Man sollte doch meinen, dass der Schäfer vom Verkauf seiner Tiere, von Wurst und Wolle gut leben kann. Doch dem ist nicht so. Die Schäfer zählen zu den Geringverdienern – auch in der Landwirtschaft. Die Erträge für das Fleisch sind durch die Konkurrenz aus dem Ausland zu gering und die Wolle finanziert, wenn überhaupt, den Scherer. Im letzten Schafreport Baden-Württemberg (2015) wurde ein Stundenlohn von 6,80 Euro ermittelt. 

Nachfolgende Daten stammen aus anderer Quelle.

PR #2235, opened 2025-01-13
CI: don't install uefi deps on s390x podvm builds

mkulke:
There are no UKI tools for s390x packaged in ubuntu at the moment, thus we have to split this out. s390x will not attempt to build UEFI images, so we don't need those tools for an mkosi build on that platform.

### DIFF
--- a/.github/workflows/podvm_mkosi.yaml
+++ b/.github/workflows/podvm_mkosi.yaml
@@ -118,11 +118,16 @@ jobs:
             alien \
             bubblewrap \
             dnf \
-            mtools \
             qemu-utils \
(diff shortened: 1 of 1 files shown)


stevenhorsman (approved):
LGTM - sorry I didn't spot these added in the previous PR.

mkulke:
I took the liberty to the updated workflow on this repo to leverage to the s390x runner. it seems to work: https://github.com/confidential-containers/cloud-api-adaptor/actions/runs/12745991124/job/35521109158

BbolroC (approved):
LGTM thanks @mkulke !

PR #2242, opened 2025-01-16
CI: revert mkosi-amd64 back to v17

mkulke:
The images that are built on the runners directly with updated mkosi do not boot on libvirt VMs, so we need to revert and revisit this at a later point.

Revert "CI: don't install uefi deps on s390x podvm builds"

This reverts commit c1b26f1803c179bf8589b557318f4f77dd315854.

Revert "ci: bump azure podvm build workflow to 24.04"

This reverts commit 3ebb741a6766bf9a797e39accf839ba7e7b7dc76.

Revert "ci: use profile instead of marker files"

This reverts commit 6e25be399498f9353e14cb826dba72cd877bdb89.

Revert "ci: install mkosi from repository for x86_64"

This reverts commit e7bd8bada2846de92d4298fa1e5298f1ab9f8967.

### DIFF
--- a/.github/workflows/azure-podvm-image-build.yml
+++ b/.github/workflows/azure-podvm-image-build.yml
@@ -35,7 +35,7 @@ env:
 
 jobs:
   build-podvm-image:
-    runs-on: ubuntu-24.04
+    runs-on: ubuntu-22.04
     defaults:
       run:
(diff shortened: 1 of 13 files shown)


mkulke:
this won't help with the CI breakage, this is most likely a kernel problem that was introduced in-flight on fedora 40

Wovon also leben Schäfer und Schäferin außer von der Freude am Hüten? Wie auch sonst in der Landwirtschaft sind für den Schäfer die Betriebsprämien wichtig und ganz besonders die Verträge in der Landschaftspflege. Etwa 60% der Einnahmen aus der Arbeit als Schäfer, so der Schafreport, werden durch eben solche Prämien erzielt. Nur wenige haben die Zeit und die Energie, sich eigene und fairer bezahlte Absatzmöglichkeiten zu schaffen. 

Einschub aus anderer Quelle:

PR #2243, opened 2025-01-16
CI: build mkosi in docker + downgrade podvm to f39

mkulke:
There is a problem when running mkosi on a github ubuntu runner, the images will build successfully, but the EFI partition will not be setup in a way that libvirt can boot from it.

The packages on a generic github runner aren't really predictable, to make an mkosi build more reproducible, we can launch mkosi in a fedora container with `--tools-tree=default`.

Since this implies running a user ns within a container, we need to configure a docker buildx builder that allows this and run mkosi with a special flag in the Dockerfile.

Another problem has been introduced in f40 in recent days. With a bump from 6.12.8-100.fc40 => 6.12.9-100.fc40 in fedora40, there is a regression for peerpod, tests will not pass. We need further investigation about that, but to unblock the CI we can downgrade to fedora39, which is stuck on kernel 6.11.9-100.fc39.

Finally, there are some minor fixes to the Azure podvm build.

[Here](https://github.com/mkulke/cloud-api-adaptor/actions/runs/12809685381/job/35715029998) is a successful run w/ mkosi22 + fedora39

### DIFF
--- a/src/cloud-api-adaptor/podvm-mkosi/Dockerfile.mkosi
+++ b/src/cloud-api-adaptor/podvm-mkosi/Dockerfile.mkosi
@@ -1,0 +1,30 @@
+# syntax=docker/dockerfile:1.5.0-labs
+FROM fedora:40 AS builder
+
+ARG MKOSI_VERSION="v22"
+ARG PROFILE="debug"
+
+RUN dnf install -y \
+	bubblewrap \
+	git
+
+RUN mkdir -p /build
+WORKDIR /build
+RUN git clone -b "$MKOSI_VERSION" https://github.com/systemd/mkosi
+ENV PATH="/build/mkosi/bin:$PATH"
+RUN mkosi --version
+
+RUN mkdir /image
+WORKDIR /image
+COPY mkosi.postinst /image/mkosi.postinst
+COPY mkosi.presets /image/mkosi.presets
+COPY mkosi.profiles /image/mkosi.profiles
+COPY mkosi.skeleton /image/mkosi.skeleton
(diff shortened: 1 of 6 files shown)


src/cloud-api-adaptor/podvm-mkosi/Dockerfile.mkosi
```diff
@@ -0,0 +1,33 @@
...
+COPY mkosi.postinst /image/mkosi.postinst
+COPY mkosi.presets /image/mkosi.presets
+COPY mkosi.profiles /image/mkosi.profiles
+COPY mkosi.skeleton /image/mkosi.skeleton
+COPY mkosi.skeleton-debug /image/mkosi.skeleton-debug
+COPY mkosi.workspace /image/mkosi.workspace
+COPY resources /image/resources
+COPY mkosi.conf /image/mkosi.conf
+RUN touch /image/resources/buildBootableImage
+RUN touch /image/resources/buildDebugImage
```
stevenhorsman, line 28: Do we still need these files now we have profiles, or are you thinking of a phased approach for more stability?

stevenhorsman (approved):

src/cloud-api-adaptor/podvm-mkosi/Dockerfile.mkosi
mkulke: no, those shouldn't have any effect anymore.

beraldoleal (approved):
I was affected by the issues you listed... tested on GCP and worked. Images are booting and services are up. Thanks.

PR #2244, opened 2025-01-16
Use logger instead of fmt.Printf()

EmmEff:
Use logger for consistent output, instead of fmt.Printf()


mkulke (approved):

stevenhorsman (approved):
LGTM. Thanks!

Des Geldes wegen wird heute also keiner mehr Schäfer bei einer Bezahlung unter Mindestlohn, niemals Feierabend, Urlaub oder Verdienstausfall im Krankheitsfall. Da spielt die Liebe zum Tier, zur Natur und zum Erhalt der einzigartigen Alblandschaft die größere Rolle!

Schäferin Kerstin Wiedenmann-Riek beim Hüten ©Oliver Vogel

Was gehört alles zum Hüten?

Holger Banzhaf machte sich in seiner Zunft einen Namen beim Leistungshüten. Auf Landesebene gewann er einige Wettbewerbe. Seit mehr als 10 Jahren ist er nun Richter beim Leistungswettbewerb des Landesschafzuchtverbandes Baden-Württemberg und 2018 fand das Bundesleistungshüten auf seinem Hof statt. Zu den Aufgaben beim Leistungshüten gehören: 300 Schafe unter Kontrolle halten, sie aus dem Pferch und im Straßenverkehr führen, sie auf einer großen Fläche so wie einer kleinen hüten – also alles Dinge, die ein Schäfer tagein, tagaus zu tun hat. 

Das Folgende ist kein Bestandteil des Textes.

PR #2247, opened 2025-01-16
ci: add podvm-smoketest workflow

mkulke:
This workflow will build a podvm image, launch a vm and then attempt to address it via the kata agent API.

This should give earlier signals of podvm problems and can run on PRs.

nb: the wf is running on 22.04 b/c libvirt struggles with OVMF_CODE_4M firmware that is default on ub 24.04.

### DIFF
--- a/.github/workflows/podvm_smoketest.yaml
+++ b/.github/workflows/podvm_smoketest.yaml
@@ -1,0 +1,160 @@
+name: smoke test
+
+on:
+  pull_request:
+
+jobs:
+  podvm-mkosi:
+    # We're pinning the runner to 22.04 b/c libvirt struggles with the
+    # OVMF_CODE_4M firmware that is default on 24.04.
+    runs-on: 'ubuntu-22.04'
+
+    defaults:
+      run:
+        working-directory: src/cloud-api-adaptor/podvm-mkosi
+
+    steps:
+      - uses: actions/checkout@v4
+
+      # Required by rootless mkosi on Ubuntu 24.04
+      # - name: Un-restrict user namespaces
+      #   run: sudo sysctl -w kernel.apparmor_restrict_unprivileged_userns=0
+
+      - name: Install build dependencies
+        run: |
+          sudo apt-get update
+          sudo apt-get install -y \
+            genisoimage \
+            qemu-utils \
+            socat \
+            virt-manager
+          sudo snap install yq
+
+      - name: Read properties from versions.yaml
+        working-directory: src/cloud-api-adaptor
+        run: |
+          {
+            echo "MKOSI_VERSION=$(yq -e '.tools.mkosi' versions.yaml)"; 
+            echo "ORAS_VERSION=$(yq -e '.tools.oras' versions.yaml)";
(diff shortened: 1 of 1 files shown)


bpradipt (approved):
nice ..

.github/workflows/podvm_smoketest.yaml
```diff
@@ -0,0 +1,157 @@
...
+on:
+  pull_request:
+
+defaults:
+  run:
+    working-directory: src/cloud-api-adaptor/podvm-mkosi
+
+jobs:
+  smoke-test:
+    runs-on: 'ubuntu-22.04'
```
stevenhorsman, line 12: Is it worth adding this comment:
> nb: the wf is running on 22.04 b/c libvirt struggles with OVMF_CODE_4M firmware that is default on ub 24.04.

as a workflow comment, so that someone (probably me) doesn't come and mistakenly try and update the runner in the future?

.github/workflows/podvm_smoketest.yaml
```diff
@@ -0,0 +1,157 @@
...
+    steps:
+      - uses: actions/checkout@v4
+
+      # Required by rootless mkosi on Ubuntu 24.04
+      # - name: Un-restrict user namespaces
+      #   run: sudo sysctl -w kernel.apparmor_restrict_unprivileged_userns=0
+
```
stevenhorsman, line 19: Is this just a reference for developers trying to do this manually, or potentially for future when we can migrate to 24.04 after the OVMF firmware issues are resolved?

.github/workflows/podvm_smoketest.yaml
```diff
@@ -0,0 +1,157 @@
...
+      - name: Set up Docker Buildx
+        uses: docker/setup-buildx-action@v3
+
+      - name: Build binaries
+        run: make binaries
+
+      - name: Disable TLS for agent-protocol-forwarder
+        run: |
+          mkdir -p ./resources/binaries-tree/etc/default
+          echo "TLS_OPTIONS=-disable-tls" > ./resources/binaries-tree/etc/default/agent-protocol-forwarder
```
stevenhorsman, line 53: Do you think this is a candidate to also enable in the "developer mode" I'm thinking of in https://github.com/confidential-containers/cloud-api-adaptor/pull/2227
I'm trying to work out if there would be value in reusing the current podvm_mkosi workflow to help do this image build section, but we'd need to add support for that in. This isn't a blocker for this PR, just thinking about it whilst reviewing.

stevenhorsman (approved):
This looks like a great addition. Thanks a lot for actioning it so quickly!

.github/workflows/podvm_smoketest.yaml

Treue Helfer sind dabei die Hunde. Beliebt sind Altdeutsche Hütehunde und Deutsche Schäferhunde. Ihre Ausbildung dauert etwa drei Jahre und wird vom Schäfer selbst durchgeführt. Ihre Aufgabe ist es, auf Kommando oder von allein die Herde beisammenzuhalten, sie von Straßen und schmackhaften Feldern wegzulenken und sie zu beschützen. 

Zum Hüten gehört auch die Schippe. Auf diese kann sich der Schäfer lehnen, was das Stehen erleichtert. Giftige oder dornige Pflanzen können mit ihr auch ausgestochen werden und den kleinen Haken nutzt der Schäfer manchmal, um seine Schäfchen behutsam einzufangen. Vor Schmutz und Dornen, Wind und Wetter schützt den Schäfer sein schwarzes langes Hemd. 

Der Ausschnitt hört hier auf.